(Records to use begins)
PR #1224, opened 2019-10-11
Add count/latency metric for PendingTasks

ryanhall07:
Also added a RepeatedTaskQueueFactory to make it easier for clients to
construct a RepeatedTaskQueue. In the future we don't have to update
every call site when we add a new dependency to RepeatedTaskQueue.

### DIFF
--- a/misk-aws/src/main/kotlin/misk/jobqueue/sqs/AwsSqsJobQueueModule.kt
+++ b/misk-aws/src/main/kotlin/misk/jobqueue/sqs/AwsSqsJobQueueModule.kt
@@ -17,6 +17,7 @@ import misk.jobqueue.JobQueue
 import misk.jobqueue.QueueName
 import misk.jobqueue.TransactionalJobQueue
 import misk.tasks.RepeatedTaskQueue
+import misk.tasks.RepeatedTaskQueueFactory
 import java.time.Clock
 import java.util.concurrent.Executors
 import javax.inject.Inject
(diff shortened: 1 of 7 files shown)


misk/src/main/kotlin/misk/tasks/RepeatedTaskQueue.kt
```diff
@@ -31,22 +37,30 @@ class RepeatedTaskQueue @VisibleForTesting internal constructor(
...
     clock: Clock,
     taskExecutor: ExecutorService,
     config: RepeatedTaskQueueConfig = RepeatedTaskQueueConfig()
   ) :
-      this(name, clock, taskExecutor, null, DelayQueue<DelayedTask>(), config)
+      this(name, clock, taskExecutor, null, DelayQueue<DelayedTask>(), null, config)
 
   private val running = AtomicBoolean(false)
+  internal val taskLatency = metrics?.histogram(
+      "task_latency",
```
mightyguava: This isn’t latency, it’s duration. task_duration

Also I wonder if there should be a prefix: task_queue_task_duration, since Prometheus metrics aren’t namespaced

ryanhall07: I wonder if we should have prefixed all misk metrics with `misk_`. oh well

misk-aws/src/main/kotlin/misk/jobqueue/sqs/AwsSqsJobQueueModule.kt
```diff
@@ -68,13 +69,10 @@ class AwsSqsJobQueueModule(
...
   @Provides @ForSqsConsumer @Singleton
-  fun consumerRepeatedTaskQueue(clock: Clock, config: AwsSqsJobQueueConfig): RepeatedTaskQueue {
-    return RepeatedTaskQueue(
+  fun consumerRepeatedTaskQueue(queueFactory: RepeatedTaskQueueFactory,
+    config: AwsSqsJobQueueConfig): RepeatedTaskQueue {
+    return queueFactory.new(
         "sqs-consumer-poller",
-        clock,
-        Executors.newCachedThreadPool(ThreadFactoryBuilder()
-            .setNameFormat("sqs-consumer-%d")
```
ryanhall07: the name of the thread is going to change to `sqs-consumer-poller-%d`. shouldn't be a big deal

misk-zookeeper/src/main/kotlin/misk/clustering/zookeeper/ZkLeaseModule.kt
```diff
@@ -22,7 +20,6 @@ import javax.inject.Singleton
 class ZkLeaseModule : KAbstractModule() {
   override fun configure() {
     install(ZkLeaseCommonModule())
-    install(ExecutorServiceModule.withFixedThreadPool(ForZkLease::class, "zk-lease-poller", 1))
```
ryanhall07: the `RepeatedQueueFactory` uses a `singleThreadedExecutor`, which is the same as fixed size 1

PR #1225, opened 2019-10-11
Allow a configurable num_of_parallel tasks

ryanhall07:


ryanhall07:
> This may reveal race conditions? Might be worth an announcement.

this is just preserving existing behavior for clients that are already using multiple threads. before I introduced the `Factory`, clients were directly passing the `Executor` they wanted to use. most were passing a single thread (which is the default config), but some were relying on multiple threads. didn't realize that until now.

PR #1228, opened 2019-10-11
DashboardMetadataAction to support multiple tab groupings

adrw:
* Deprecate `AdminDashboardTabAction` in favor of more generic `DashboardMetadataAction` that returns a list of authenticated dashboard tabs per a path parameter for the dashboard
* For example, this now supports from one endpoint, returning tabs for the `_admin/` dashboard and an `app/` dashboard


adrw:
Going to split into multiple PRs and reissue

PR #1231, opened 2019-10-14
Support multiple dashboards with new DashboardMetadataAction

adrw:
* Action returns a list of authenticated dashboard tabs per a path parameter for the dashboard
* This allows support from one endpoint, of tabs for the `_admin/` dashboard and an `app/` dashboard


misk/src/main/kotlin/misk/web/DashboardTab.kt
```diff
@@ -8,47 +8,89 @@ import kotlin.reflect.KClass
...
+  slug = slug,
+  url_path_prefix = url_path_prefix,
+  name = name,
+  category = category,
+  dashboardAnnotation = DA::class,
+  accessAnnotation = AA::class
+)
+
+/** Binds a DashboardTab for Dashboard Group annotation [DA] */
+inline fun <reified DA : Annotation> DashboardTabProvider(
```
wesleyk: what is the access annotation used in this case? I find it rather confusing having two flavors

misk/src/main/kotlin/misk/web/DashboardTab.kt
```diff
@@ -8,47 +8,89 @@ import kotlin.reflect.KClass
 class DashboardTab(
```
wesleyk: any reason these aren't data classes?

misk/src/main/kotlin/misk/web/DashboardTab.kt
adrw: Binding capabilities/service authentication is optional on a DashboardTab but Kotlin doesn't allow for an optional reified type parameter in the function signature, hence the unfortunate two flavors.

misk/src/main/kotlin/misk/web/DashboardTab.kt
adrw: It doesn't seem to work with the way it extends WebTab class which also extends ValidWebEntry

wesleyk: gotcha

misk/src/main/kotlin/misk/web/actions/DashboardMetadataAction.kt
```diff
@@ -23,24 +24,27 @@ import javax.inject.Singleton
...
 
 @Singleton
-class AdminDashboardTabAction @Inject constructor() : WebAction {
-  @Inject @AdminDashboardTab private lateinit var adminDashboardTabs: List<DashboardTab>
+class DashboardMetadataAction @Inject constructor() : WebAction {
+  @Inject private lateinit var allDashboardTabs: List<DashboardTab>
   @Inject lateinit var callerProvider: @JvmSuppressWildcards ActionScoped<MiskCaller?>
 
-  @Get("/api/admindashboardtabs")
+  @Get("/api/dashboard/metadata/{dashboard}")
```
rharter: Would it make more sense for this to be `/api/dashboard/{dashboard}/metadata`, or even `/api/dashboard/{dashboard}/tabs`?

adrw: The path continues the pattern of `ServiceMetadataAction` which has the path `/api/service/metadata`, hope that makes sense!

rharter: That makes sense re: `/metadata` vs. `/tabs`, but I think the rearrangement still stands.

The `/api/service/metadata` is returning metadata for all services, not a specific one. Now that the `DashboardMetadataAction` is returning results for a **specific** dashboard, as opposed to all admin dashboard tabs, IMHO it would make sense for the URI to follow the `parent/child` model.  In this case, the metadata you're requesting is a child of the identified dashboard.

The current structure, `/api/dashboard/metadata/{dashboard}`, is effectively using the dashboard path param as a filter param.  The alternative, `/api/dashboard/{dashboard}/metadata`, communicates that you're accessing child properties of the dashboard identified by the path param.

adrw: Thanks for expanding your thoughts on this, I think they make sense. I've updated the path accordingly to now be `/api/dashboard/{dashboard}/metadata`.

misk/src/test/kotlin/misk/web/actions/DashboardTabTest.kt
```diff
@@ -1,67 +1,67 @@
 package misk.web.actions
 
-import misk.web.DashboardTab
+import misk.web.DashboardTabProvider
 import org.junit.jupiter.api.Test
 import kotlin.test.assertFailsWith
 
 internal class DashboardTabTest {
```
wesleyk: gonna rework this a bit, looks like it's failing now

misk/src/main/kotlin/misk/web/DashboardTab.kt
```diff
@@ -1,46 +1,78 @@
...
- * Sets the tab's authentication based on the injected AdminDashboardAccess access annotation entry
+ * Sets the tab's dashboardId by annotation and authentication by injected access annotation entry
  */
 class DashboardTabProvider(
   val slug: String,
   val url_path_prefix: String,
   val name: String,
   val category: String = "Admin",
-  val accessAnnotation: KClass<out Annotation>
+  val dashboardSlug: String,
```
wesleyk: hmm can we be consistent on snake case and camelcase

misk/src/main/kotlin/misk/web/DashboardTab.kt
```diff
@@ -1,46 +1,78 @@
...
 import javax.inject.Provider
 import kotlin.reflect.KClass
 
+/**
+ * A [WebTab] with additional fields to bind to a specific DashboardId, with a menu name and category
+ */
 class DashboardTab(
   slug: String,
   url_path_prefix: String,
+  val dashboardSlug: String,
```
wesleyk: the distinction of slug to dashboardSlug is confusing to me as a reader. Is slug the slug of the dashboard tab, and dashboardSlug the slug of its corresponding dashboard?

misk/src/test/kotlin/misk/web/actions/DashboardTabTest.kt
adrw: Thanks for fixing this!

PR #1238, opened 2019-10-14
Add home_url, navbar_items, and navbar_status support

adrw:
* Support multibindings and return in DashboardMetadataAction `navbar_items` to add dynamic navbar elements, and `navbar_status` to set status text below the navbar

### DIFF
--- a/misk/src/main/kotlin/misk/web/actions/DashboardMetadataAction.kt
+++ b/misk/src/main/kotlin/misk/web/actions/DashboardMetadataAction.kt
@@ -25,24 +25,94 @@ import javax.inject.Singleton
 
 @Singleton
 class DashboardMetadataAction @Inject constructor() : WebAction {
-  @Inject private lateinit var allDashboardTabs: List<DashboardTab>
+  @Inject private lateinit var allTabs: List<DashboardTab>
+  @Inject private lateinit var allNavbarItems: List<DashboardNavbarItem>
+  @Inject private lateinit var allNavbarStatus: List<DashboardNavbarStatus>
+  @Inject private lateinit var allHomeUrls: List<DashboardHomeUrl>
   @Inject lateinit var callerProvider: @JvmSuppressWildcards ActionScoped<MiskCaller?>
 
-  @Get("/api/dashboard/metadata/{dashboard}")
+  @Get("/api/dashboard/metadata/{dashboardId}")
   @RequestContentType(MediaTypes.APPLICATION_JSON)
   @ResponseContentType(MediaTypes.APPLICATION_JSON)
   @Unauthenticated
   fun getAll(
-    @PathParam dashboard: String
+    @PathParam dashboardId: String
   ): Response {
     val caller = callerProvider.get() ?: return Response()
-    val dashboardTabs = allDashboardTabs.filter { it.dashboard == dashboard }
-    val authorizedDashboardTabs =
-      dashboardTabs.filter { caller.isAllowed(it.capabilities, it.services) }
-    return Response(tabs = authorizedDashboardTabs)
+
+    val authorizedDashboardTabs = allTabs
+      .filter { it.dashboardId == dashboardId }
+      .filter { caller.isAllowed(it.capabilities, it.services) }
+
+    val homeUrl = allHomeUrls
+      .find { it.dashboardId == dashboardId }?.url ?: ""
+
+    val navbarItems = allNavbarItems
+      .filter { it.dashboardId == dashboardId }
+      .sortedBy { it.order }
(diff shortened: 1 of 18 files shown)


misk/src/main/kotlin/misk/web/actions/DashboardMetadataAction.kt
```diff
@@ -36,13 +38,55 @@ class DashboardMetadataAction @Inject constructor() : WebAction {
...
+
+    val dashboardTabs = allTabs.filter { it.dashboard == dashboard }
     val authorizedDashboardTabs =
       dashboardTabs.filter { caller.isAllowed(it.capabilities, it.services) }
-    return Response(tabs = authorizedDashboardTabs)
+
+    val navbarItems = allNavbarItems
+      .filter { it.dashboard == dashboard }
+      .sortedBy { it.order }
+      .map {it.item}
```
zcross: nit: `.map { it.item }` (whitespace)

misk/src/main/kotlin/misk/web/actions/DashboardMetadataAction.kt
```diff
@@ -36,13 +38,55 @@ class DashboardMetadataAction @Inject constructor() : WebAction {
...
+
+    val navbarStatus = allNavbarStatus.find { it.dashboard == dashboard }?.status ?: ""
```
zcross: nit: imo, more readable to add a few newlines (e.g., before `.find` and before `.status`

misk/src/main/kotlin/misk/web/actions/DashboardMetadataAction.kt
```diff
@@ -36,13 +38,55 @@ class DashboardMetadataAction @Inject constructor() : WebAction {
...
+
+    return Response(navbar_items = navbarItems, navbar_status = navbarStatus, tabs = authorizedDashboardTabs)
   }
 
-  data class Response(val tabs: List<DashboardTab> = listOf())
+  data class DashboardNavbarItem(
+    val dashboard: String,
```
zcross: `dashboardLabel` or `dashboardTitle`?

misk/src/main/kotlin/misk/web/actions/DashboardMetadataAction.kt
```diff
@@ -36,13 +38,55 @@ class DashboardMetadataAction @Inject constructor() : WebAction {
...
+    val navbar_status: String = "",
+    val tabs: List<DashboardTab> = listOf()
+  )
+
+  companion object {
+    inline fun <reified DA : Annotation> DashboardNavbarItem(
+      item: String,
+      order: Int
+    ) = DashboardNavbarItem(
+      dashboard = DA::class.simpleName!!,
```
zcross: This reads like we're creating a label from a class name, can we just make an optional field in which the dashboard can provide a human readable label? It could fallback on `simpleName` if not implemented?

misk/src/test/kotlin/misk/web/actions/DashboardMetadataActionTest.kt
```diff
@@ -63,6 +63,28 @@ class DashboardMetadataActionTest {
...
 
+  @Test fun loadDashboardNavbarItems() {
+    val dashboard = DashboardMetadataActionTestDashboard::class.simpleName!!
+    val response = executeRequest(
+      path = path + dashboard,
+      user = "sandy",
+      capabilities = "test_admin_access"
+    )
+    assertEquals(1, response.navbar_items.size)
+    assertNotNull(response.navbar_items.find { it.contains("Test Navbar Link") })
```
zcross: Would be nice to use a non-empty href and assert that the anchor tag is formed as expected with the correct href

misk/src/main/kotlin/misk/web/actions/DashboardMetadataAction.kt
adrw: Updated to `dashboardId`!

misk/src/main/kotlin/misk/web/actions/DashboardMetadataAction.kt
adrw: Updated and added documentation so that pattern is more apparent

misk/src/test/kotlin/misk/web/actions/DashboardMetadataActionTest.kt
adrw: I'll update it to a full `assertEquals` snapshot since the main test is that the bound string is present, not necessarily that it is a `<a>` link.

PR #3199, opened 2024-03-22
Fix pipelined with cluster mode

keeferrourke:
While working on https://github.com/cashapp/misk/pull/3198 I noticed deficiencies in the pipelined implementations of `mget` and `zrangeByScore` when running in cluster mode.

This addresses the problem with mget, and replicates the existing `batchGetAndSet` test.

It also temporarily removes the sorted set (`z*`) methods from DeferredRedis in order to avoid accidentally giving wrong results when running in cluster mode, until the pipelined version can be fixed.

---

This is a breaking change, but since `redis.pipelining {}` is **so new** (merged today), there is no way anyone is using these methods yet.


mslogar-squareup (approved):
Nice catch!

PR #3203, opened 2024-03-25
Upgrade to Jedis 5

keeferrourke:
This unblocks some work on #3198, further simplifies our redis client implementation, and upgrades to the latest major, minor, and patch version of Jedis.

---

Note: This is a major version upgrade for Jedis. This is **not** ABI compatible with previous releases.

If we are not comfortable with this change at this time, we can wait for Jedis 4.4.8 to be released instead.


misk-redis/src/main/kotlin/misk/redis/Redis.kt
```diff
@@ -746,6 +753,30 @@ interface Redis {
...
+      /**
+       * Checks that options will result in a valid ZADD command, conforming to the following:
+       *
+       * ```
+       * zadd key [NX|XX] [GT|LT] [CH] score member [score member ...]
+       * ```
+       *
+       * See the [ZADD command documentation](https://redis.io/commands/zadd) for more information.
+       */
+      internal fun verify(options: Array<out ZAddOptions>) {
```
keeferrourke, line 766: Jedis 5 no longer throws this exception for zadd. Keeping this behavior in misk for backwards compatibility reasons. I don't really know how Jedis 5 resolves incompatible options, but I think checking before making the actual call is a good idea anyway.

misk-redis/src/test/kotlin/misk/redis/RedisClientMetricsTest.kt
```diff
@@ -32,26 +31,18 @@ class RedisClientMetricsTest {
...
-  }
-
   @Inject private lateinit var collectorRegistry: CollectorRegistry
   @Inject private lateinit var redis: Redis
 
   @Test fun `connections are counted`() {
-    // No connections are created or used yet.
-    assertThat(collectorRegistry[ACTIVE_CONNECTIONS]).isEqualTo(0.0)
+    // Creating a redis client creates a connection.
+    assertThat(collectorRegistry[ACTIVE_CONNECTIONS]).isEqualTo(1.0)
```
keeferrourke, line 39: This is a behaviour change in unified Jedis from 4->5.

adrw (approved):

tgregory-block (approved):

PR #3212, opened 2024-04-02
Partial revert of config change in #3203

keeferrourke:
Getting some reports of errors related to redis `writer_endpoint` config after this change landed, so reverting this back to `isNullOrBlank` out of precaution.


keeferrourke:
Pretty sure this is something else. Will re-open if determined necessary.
(Records to use ends)
■ **Aim of the task**:
Look for the word "there" throughout the material above and copy every line that has it.

■ **Response**:
Also I wonder if there should be a prefix: task_queue_task_duration, since Prometheus metrics aren’t namespaced
This is a breaking change, but since `redis.pipelining {}` is **so new** (merged today), there is no way anyone is using these methods yet.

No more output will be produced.